MATERIALS PROVIDED ▸
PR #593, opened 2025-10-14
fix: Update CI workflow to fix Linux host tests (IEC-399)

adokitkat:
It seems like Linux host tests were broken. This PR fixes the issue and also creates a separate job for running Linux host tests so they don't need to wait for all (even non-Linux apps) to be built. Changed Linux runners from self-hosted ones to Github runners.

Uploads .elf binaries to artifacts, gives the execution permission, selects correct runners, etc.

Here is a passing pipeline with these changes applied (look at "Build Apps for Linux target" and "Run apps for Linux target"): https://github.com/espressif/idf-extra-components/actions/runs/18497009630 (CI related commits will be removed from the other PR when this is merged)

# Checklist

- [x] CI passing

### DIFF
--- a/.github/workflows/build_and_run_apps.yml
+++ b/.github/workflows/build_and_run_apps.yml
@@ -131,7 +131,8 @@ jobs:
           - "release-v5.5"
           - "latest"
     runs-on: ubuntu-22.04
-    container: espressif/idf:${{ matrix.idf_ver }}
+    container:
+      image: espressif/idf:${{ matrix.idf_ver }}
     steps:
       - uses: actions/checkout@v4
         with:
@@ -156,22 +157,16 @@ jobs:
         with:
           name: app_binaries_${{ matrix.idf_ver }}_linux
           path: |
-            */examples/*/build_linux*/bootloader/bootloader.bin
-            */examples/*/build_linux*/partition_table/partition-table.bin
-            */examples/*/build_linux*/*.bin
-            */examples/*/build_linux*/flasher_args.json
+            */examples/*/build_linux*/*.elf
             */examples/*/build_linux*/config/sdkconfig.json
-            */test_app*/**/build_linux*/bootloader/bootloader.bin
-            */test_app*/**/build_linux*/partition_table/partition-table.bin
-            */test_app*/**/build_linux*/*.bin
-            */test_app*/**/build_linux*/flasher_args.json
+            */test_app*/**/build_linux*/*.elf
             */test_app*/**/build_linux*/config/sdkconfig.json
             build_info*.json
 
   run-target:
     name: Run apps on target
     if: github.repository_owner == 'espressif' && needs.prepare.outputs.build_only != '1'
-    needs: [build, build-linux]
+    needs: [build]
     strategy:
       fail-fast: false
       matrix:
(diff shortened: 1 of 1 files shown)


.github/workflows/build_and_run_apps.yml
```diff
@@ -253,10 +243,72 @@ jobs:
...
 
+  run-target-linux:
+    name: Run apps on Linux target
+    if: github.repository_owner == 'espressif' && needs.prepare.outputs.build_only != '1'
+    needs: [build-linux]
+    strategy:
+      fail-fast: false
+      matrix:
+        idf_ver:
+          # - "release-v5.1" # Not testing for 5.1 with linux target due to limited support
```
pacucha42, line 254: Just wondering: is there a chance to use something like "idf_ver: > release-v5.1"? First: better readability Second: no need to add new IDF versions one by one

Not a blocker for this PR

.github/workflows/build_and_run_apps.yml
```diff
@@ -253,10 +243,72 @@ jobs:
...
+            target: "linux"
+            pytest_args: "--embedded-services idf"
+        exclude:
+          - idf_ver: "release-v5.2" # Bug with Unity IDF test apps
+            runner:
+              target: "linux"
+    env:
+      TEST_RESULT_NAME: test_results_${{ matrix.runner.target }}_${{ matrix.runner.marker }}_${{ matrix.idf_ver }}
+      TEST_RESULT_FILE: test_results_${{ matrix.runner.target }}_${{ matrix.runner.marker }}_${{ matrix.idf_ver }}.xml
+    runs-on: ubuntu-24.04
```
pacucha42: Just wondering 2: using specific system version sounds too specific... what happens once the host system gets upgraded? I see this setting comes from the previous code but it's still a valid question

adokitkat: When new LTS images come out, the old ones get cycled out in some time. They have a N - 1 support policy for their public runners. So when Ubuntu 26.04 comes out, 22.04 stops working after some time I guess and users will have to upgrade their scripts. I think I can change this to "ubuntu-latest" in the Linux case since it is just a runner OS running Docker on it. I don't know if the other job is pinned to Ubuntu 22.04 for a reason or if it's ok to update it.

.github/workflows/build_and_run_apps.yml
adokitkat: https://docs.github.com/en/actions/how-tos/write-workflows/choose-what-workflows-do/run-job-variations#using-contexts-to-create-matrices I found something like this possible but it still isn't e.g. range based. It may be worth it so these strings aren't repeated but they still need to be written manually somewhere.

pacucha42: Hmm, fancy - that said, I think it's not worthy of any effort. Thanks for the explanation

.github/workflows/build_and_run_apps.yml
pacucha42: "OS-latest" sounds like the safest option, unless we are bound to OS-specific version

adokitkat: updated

* * *

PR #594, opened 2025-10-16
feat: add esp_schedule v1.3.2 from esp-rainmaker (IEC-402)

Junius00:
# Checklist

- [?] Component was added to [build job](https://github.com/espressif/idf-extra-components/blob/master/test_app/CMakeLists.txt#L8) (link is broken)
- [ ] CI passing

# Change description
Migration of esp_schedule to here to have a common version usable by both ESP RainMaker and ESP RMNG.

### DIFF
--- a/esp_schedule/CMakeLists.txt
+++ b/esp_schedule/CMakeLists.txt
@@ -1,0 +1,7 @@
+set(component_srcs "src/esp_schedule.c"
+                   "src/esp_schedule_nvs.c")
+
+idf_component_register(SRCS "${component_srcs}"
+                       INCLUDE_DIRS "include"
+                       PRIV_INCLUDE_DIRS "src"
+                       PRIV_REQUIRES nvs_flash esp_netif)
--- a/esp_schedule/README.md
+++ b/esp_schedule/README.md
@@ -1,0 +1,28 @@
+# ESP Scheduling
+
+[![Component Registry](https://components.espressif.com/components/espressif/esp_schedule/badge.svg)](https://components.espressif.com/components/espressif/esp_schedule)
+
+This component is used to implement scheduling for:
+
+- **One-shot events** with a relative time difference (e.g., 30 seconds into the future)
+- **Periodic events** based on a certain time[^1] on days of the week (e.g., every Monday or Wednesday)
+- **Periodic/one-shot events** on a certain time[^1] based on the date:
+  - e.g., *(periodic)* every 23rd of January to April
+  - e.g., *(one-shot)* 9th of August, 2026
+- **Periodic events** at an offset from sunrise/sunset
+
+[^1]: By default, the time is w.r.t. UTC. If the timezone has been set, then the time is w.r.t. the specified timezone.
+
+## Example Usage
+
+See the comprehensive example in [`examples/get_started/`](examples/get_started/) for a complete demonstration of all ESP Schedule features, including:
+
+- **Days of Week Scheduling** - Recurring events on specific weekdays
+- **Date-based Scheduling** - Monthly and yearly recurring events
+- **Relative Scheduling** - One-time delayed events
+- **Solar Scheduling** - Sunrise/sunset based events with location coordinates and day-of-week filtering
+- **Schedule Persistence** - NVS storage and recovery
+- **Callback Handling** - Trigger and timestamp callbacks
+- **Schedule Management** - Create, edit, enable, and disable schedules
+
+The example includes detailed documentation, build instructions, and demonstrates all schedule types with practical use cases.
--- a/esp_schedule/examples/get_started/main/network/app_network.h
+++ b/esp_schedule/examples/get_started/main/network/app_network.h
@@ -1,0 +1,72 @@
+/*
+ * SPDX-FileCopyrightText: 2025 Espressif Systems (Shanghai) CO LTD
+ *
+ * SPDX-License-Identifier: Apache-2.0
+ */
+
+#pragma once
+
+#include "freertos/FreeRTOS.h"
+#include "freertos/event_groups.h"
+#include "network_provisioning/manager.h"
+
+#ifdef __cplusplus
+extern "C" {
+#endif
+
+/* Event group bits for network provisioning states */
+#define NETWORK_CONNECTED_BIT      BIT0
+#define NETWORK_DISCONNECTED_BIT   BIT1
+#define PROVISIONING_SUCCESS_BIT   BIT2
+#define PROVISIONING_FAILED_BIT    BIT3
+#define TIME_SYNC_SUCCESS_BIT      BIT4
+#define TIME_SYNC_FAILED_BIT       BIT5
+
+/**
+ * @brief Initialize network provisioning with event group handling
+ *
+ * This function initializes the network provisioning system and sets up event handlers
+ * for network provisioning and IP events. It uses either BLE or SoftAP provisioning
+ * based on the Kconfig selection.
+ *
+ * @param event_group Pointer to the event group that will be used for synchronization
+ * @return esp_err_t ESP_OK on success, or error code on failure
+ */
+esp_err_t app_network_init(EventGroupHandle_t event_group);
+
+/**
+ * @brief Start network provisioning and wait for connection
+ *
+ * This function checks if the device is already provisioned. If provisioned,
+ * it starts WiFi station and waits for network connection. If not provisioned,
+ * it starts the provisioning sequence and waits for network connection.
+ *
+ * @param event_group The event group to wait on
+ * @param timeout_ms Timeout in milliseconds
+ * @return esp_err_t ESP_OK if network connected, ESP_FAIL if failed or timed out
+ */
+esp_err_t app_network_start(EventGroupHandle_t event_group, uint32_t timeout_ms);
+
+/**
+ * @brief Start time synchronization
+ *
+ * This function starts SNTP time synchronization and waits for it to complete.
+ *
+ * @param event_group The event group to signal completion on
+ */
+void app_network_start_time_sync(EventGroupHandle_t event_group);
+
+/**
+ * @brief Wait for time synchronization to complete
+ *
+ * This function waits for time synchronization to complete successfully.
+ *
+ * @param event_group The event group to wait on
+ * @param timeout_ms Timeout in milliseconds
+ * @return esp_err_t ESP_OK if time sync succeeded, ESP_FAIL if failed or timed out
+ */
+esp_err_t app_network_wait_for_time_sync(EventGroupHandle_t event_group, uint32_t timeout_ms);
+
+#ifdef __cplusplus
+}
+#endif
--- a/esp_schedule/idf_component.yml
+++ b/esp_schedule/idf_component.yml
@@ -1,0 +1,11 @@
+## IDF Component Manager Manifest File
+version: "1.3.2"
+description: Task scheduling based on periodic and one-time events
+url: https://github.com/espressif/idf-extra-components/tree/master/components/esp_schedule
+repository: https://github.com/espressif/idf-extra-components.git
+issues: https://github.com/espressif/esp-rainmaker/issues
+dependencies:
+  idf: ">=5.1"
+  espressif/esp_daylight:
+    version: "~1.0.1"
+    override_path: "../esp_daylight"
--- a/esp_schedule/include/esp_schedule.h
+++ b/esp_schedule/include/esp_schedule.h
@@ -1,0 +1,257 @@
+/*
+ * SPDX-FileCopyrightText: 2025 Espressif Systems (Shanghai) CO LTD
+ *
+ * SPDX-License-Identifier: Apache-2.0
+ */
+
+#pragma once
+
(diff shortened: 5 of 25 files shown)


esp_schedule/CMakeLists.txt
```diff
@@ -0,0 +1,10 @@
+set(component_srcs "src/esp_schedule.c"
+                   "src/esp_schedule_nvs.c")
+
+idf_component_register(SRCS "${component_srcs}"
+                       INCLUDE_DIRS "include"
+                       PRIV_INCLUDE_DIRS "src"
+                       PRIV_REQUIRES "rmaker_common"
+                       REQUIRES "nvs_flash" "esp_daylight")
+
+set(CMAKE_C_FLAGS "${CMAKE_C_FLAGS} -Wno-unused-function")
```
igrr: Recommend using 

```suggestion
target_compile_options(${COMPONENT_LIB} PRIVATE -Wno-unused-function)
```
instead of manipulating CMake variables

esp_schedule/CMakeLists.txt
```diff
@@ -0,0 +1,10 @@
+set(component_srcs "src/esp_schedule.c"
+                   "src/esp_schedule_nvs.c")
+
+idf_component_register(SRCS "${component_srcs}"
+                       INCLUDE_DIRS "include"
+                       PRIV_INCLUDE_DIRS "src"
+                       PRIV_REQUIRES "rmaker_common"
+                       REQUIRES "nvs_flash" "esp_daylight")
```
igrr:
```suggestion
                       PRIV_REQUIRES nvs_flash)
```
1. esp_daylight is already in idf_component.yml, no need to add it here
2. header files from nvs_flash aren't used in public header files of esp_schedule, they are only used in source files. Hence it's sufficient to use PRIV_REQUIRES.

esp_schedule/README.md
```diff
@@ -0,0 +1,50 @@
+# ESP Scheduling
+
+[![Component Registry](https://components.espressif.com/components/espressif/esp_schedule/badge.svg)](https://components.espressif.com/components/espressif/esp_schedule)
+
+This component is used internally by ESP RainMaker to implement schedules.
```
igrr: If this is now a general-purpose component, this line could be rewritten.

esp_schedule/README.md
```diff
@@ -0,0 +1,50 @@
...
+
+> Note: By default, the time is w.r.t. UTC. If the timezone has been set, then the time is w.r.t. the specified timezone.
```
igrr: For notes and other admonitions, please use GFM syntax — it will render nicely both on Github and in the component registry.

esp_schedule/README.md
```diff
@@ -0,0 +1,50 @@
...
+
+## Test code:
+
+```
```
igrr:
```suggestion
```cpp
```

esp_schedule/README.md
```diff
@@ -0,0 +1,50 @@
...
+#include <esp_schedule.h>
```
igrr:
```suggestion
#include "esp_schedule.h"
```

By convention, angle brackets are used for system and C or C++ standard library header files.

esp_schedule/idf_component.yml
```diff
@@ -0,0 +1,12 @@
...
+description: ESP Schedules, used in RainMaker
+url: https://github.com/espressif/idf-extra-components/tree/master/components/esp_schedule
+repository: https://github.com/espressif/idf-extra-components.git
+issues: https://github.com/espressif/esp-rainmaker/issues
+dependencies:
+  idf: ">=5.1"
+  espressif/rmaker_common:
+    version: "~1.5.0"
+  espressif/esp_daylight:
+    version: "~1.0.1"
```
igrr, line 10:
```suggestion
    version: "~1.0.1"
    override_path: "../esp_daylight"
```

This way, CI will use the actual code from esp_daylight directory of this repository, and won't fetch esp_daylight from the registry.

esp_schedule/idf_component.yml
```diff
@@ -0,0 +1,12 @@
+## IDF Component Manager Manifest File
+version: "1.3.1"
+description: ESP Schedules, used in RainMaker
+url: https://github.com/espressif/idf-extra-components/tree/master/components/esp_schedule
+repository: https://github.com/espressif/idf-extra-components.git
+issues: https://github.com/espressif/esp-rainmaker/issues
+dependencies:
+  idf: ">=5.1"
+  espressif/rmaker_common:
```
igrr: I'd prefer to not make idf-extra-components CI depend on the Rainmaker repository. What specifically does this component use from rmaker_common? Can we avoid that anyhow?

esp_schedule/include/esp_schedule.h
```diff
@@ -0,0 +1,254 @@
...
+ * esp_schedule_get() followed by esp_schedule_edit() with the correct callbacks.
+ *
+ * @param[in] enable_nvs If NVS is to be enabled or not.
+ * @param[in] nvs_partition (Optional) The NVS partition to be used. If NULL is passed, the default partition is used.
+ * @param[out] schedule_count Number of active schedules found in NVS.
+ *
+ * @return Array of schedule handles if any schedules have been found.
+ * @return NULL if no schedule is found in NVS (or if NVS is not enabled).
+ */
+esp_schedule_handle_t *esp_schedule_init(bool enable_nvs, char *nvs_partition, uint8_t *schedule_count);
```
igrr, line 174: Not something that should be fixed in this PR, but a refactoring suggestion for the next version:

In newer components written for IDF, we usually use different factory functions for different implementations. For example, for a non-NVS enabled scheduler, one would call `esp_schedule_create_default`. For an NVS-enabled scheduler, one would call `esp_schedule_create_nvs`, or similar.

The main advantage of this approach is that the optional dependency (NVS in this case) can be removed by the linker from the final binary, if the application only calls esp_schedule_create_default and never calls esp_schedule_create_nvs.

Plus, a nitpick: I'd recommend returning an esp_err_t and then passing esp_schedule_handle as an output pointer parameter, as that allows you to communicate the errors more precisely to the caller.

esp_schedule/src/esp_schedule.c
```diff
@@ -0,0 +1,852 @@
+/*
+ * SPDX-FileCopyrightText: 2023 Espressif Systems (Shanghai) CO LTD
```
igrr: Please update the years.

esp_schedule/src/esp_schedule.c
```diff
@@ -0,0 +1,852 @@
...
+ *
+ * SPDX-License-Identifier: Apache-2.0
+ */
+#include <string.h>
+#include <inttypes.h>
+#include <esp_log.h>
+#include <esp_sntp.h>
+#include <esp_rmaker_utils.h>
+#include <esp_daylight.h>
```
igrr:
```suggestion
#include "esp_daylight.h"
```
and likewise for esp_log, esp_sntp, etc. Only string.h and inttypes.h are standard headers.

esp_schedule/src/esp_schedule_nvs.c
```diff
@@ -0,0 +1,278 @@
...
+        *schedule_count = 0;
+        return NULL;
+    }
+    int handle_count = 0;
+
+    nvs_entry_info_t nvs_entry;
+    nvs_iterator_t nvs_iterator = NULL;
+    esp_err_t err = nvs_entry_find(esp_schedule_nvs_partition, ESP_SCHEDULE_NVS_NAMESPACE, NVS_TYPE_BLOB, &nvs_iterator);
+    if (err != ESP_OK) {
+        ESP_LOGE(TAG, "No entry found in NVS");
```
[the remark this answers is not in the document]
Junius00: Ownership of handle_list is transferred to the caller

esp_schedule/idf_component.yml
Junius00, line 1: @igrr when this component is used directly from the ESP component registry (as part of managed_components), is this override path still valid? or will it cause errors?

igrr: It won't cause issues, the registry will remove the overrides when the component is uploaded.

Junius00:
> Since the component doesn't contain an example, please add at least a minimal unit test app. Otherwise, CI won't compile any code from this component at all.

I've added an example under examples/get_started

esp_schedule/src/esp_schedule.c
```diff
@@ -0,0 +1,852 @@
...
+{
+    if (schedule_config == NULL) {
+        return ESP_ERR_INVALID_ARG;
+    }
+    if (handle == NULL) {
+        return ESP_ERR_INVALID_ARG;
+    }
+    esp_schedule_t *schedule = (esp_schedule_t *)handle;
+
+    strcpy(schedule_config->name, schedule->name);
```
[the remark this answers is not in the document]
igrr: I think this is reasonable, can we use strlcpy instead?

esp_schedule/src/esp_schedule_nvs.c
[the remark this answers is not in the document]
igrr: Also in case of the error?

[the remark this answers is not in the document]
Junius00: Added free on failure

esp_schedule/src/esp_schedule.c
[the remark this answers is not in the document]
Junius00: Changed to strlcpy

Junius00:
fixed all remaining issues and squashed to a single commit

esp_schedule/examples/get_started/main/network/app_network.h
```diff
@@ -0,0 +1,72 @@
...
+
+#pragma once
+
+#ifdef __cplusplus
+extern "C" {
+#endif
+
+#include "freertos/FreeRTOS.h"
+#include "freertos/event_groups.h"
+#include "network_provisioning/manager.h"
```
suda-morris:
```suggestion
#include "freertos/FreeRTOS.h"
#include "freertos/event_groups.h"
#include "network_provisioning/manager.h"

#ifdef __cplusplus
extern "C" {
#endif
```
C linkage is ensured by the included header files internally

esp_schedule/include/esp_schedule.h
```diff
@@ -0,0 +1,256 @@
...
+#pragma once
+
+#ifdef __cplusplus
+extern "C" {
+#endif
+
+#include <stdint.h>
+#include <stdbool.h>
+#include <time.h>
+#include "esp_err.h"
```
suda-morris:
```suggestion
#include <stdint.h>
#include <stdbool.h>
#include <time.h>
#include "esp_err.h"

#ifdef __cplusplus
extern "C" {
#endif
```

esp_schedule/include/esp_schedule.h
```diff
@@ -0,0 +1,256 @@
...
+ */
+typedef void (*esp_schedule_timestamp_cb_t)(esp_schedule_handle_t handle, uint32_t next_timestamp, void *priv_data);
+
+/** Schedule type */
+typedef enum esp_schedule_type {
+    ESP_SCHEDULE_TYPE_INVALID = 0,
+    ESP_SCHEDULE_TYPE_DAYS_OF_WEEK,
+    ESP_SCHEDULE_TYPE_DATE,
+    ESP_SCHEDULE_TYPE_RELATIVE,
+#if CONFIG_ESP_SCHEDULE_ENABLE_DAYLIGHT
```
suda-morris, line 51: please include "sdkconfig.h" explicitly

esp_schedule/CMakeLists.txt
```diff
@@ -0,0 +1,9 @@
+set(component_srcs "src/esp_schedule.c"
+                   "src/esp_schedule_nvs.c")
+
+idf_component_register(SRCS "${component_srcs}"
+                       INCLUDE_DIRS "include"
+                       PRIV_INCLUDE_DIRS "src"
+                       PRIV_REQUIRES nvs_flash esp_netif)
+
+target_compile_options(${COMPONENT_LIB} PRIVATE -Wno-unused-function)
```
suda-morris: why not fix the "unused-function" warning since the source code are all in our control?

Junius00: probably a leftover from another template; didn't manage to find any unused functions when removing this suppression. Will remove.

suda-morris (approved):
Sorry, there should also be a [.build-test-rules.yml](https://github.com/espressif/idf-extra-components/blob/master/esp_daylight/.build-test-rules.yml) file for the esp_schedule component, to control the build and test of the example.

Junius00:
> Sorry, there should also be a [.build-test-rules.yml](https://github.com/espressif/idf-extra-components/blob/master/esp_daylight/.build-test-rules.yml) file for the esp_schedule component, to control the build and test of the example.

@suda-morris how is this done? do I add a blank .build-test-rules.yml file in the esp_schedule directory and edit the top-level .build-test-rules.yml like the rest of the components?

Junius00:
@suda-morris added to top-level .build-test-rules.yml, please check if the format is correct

AIM OF THE EXERCISE ▸
Write down, word for word, the lines above from the one containing "pacucha42: Just wondering" through the one containing "adokitkat: When new", both ends included.

SOLUTION BELOW ▸
pacucha42: Just wondering 2: using specific system version sounds too specific... what happens once the host system gets upgraded? I see this setting comes from the previous code but it's still a valid question

adokitkat: When new LTS images come out, the old ones get cycled out in some time. They have a N - 1 support policy for their public runners. So when Ubuntu 26.04 comes out, 22.04 stops working after some time I guess and users will have to upgrade their scripts. I think I can change this to "ubuntu-latest" in the Linux case since it is just a runner OS running Docker on it. I don't know if the other job is pinned to Ubuntu 22.04 for a reason or if it's ok to update it.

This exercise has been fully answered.